(WORK TO COMPLETE): Find the string "offloading" in the data, and copy out each line that has it.

━━━━━━━━━━━━━━━━━━━━━━━━━━━━━━

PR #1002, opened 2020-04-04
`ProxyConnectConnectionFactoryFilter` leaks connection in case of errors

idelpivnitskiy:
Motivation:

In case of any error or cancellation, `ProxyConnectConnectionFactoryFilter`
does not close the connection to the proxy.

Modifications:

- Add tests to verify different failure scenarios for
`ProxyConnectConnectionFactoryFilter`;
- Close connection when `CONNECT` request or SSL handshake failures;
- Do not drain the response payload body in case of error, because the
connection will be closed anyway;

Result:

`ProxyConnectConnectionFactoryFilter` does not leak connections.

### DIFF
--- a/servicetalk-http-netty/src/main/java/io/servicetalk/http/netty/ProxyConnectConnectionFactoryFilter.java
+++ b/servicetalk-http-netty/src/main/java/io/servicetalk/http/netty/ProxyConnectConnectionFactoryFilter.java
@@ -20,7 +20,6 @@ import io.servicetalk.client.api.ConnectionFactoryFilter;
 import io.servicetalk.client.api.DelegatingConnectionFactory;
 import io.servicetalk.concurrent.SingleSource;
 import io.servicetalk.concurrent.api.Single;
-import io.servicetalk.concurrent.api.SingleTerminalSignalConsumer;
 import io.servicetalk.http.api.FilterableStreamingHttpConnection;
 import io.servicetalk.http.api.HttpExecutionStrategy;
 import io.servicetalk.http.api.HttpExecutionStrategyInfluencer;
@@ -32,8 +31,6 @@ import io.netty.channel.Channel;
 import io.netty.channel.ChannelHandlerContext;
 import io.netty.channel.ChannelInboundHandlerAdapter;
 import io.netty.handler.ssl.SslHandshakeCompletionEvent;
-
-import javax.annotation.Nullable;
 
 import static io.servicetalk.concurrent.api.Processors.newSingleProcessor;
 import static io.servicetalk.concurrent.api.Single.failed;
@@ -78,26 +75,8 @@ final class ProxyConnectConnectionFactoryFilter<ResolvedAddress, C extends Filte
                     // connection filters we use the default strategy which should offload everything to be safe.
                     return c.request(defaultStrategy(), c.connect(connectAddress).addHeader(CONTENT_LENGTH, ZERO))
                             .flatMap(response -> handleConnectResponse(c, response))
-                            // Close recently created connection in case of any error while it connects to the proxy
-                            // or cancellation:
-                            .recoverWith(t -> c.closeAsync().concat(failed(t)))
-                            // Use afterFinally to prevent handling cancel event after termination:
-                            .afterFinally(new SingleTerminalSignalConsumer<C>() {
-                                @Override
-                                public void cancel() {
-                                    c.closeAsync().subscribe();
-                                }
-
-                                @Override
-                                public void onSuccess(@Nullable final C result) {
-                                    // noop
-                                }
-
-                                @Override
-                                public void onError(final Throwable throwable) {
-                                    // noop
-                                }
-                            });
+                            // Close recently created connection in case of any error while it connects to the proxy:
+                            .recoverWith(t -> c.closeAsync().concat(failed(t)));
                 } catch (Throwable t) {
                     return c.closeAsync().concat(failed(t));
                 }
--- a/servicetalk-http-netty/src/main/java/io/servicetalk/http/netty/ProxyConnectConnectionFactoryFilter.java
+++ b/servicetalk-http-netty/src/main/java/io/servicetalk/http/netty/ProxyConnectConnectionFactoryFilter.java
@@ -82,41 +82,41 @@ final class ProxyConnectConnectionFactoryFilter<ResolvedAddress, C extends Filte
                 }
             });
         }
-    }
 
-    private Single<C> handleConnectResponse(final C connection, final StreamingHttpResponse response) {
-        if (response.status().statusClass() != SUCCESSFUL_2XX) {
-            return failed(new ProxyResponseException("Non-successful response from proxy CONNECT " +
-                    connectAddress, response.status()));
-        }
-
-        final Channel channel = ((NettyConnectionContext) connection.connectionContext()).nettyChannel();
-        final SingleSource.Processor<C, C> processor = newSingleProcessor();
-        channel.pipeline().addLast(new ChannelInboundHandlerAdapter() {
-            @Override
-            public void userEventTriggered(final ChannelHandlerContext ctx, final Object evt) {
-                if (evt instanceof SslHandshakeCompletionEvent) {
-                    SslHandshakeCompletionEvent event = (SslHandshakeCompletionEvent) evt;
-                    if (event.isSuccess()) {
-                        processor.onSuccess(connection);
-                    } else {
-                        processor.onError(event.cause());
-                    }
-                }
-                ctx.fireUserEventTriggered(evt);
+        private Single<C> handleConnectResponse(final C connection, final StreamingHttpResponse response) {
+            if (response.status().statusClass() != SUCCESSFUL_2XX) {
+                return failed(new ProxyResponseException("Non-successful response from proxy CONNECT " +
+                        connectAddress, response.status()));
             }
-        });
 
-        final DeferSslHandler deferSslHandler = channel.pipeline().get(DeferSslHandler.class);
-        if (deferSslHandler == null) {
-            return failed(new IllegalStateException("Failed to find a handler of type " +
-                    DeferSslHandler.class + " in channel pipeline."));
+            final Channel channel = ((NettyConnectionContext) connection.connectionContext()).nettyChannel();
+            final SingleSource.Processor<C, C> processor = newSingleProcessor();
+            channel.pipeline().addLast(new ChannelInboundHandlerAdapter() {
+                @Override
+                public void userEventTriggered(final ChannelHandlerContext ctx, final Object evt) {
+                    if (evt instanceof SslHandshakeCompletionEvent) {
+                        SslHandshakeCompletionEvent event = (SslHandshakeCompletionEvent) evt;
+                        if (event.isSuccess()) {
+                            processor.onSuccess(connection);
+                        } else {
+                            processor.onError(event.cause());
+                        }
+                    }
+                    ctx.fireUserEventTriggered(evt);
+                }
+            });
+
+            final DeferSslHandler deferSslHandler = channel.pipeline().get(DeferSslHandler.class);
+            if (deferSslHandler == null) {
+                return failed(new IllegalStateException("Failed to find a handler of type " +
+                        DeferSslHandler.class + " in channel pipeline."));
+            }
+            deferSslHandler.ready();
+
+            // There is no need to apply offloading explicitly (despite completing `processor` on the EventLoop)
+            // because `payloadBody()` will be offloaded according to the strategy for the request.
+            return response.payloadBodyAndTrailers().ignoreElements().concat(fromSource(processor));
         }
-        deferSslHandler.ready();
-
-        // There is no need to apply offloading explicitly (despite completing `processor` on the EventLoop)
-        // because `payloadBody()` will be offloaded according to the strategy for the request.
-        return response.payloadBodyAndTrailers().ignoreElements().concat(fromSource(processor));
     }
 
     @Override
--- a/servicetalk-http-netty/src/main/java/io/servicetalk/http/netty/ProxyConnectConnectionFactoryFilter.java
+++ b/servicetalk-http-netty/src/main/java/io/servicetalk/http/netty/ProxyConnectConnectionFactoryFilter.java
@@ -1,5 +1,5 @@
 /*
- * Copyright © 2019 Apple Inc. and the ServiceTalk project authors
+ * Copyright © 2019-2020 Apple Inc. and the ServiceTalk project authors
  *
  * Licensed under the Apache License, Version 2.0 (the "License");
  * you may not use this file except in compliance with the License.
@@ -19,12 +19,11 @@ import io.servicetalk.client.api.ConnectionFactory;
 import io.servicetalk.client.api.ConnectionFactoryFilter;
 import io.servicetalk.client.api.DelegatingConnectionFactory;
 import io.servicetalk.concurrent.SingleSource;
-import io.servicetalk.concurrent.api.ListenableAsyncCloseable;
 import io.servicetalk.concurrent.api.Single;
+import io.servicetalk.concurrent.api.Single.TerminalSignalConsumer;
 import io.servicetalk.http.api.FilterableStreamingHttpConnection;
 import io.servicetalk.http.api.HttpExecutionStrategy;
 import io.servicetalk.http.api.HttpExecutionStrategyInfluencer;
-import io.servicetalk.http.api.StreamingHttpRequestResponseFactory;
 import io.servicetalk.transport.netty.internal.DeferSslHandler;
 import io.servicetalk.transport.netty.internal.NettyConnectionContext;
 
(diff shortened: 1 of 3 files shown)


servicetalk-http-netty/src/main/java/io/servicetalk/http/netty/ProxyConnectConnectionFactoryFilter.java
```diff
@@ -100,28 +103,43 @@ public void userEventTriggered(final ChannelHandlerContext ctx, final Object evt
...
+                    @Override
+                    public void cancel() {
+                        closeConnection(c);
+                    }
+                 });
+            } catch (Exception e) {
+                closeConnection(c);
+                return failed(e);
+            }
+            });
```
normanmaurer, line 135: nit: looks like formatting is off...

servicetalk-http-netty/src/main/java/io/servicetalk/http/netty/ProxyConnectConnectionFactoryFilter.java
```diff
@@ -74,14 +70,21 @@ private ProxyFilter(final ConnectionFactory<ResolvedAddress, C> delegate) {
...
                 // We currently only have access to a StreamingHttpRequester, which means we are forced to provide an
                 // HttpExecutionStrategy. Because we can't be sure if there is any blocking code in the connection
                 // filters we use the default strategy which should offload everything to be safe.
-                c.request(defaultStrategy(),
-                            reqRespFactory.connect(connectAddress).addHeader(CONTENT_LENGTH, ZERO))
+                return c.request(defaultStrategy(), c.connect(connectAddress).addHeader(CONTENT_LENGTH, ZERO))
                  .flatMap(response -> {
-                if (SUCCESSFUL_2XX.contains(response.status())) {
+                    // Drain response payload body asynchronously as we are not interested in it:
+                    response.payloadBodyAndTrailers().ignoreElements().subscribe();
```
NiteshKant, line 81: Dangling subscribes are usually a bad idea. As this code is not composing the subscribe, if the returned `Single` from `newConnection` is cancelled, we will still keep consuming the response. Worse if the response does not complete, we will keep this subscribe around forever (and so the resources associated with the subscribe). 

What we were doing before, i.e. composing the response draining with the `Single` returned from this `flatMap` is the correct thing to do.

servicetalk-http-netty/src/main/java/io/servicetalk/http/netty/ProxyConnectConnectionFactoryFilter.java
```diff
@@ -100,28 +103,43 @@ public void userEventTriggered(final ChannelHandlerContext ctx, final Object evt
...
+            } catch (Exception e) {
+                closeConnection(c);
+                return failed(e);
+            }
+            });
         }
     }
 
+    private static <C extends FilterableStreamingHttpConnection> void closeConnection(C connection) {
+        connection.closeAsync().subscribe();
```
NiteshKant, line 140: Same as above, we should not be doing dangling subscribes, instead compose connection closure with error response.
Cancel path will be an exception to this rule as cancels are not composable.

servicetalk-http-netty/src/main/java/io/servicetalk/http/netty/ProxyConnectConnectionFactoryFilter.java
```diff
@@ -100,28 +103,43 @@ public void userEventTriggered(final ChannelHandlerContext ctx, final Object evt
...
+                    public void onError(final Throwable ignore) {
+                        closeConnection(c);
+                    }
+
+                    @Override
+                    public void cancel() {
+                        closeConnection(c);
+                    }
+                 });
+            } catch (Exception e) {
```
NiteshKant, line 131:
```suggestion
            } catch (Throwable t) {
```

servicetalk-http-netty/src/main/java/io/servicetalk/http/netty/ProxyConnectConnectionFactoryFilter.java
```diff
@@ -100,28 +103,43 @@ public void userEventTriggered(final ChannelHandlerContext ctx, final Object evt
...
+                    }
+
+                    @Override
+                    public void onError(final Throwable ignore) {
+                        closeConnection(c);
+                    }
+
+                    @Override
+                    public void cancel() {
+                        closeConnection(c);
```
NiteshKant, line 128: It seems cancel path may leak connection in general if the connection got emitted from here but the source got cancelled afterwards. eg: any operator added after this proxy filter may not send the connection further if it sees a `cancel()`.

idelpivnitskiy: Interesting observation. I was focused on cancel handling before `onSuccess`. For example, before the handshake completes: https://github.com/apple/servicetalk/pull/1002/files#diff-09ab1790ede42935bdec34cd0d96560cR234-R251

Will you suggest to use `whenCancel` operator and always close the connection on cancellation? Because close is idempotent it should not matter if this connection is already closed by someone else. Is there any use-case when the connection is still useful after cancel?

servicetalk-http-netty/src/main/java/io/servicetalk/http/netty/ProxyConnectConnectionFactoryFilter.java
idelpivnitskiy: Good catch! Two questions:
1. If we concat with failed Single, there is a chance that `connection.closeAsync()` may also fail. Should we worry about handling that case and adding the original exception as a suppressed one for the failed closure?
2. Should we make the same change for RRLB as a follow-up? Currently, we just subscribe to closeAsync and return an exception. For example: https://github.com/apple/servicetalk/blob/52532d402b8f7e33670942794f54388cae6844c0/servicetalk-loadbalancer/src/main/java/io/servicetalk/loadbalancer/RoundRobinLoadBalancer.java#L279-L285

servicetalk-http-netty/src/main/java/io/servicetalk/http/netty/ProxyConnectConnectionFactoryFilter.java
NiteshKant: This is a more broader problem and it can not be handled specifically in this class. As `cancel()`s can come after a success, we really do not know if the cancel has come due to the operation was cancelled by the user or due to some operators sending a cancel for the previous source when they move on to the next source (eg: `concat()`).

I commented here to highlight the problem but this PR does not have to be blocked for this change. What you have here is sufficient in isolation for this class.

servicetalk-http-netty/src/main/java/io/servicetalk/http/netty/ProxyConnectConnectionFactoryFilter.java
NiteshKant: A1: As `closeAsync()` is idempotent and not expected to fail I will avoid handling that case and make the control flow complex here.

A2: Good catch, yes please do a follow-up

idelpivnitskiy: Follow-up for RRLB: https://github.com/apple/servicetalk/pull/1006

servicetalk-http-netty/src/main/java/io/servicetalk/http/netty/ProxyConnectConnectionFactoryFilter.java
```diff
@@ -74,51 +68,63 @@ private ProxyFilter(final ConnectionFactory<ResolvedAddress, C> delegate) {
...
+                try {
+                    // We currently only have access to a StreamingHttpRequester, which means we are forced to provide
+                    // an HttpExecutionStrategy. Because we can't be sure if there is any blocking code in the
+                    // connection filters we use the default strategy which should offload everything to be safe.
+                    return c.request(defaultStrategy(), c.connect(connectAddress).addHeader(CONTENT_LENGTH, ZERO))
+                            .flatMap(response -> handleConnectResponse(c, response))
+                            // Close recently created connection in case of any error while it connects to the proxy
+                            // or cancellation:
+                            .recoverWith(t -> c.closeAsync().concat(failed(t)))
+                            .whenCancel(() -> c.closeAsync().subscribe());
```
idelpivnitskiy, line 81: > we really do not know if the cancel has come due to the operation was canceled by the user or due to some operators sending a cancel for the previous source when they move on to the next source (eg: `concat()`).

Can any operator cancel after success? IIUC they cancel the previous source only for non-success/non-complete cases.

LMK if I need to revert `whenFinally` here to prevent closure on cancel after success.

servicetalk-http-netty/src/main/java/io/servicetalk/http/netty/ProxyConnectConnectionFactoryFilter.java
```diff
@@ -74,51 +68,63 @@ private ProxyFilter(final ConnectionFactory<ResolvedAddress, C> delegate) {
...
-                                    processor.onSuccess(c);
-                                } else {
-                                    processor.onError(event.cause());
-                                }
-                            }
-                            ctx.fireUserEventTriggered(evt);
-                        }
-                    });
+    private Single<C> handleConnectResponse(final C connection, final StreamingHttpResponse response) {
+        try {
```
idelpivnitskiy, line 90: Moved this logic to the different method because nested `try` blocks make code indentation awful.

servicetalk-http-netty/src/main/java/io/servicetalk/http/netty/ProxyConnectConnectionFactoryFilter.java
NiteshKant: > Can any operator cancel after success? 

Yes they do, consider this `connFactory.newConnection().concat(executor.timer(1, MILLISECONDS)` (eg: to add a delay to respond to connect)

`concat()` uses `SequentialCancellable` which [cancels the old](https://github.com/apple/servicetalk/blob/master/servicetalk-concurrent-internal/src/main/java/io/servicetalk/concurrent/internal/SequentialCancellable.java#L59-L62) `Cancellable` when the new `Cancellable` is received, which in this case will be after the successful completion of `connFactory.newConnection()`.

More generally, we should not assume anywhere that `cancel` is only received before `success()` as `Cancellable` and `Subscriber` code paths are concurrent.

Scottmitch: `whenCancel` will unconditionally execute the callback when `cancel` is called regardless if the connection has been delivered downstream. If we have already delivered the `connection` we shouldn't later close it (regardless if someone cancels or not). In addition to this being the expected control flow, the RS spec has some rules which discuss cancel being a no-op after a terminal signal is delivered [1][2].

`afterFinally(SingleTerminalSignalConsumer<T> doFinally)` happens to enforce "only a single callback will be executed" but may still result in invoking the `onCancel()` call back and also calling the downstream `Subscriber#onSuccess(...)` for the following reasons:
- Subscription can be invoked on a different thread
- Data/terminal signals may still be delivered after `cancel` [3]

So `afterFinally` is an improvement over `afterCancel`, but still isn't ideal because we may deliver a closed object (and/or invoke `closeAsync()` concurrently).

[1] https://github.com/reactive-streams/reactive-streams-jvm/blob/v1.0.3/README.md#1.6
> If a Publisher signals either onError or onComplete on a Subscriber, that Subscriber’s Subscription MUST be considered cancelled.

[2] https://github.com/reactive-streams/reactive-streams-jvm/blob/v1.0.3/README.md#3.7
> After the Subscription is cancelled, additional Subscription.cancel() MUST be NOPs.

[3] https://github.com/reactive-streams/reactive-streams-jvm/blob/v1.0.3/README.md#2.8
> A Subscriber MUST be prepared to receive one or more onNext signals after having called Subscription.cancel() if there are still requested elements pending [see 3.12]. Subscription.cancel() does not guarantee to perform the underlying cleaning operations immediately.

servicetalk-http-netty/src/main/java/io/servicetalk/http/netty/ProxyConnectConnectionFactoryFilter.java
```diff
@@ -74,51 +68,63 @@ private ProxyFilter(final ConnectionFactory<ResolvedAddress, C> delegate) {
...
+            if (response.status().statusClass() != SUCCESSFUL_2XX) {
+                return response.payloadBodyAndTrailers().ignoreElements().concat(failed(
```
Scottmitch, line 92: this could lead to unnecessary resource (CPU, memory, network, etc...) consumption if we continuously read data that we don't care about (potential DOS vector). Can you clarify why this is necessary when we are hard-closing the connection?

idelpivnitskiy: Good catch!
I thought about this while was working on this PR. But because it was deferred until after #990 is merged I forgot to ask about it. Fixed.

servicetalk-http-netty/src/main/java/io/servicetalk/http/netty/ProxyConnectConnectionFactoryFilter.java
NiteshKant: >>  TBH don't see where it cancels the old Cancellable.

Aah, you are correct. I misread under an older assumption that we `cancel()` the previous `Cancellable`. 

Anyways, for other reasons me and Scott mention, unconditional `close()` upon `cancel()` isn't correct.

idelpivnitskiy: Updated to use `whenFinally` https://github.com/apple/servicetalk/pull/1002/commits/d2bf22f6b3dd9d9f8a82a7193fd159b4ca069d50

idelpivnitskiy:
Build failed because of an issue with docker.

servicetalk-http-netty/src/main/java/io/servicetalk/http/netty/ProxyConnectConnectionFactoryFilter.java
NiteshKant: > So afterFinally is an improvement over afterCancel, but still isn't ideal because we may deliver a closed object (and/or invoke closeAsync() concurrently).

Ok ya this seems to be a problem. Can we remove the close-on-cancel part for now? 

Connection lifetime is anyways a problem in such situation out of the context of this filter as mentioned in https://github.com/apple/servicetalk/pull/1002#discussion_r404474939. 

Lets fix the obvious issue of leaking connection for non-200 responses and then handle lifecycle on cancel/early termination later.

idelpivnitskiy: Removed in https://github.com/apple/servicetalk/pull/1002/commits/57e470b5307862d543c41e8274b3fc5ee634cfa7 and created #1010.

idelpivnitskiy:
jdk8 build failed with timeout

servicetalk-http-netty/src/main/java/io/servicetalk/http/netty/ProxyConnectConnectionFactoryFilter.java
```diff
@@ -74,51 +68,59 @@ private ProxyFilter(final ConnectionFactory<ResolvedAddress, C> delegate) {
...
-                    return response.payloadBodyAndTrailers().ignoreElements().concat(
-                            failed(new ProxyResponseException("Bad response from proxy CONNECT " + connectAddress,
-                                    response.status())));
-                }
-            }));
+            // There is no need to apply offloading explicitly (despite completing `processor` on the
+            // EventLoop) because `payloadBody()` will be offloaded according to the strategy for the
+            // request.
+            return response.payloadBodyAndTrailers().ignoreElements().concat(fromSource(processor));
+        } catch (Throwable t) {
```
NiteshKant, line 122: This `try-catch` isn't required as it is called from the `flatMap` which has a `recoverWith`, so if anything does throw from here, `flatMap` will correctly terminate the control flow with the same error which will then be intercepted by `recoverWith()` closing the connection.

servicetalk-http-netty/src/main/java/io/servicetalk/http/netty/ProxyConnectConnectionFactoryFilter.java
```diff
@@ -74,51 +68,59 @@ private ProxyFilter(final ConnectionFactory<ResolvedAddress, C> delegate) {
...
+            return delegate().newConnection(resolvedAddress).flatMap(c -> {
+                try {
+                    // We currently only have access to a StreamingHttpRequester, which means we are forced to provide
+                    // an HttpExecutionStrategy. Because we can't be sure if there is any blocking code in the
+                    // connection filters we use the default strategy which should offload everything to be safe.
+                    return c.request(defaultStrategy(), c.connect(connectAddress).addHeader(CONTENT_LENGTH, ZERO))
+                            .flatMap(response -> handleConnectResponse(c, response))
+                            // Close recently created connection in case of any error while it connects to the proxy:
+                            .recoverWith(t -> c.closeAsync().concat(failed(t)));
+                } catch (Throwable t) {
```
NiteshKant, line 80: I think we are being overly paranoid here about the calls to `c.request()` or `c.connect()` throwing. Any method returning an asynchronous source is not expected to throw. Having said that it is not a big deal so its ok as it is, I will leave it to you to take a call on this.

━━━━━━━━━━━━━━━━━━━━━━━━━━━━━━

(EXERCISE ANSWER):
+            // There is no need to apply offloading explicitly (despite completing `processor` on the EventLoop)
-        // There is no need to apply offloading explicitly (despite completing `processor` on the EventLoop)
+            // There is no need to apply offloading explicitly (despite completing `processor` on the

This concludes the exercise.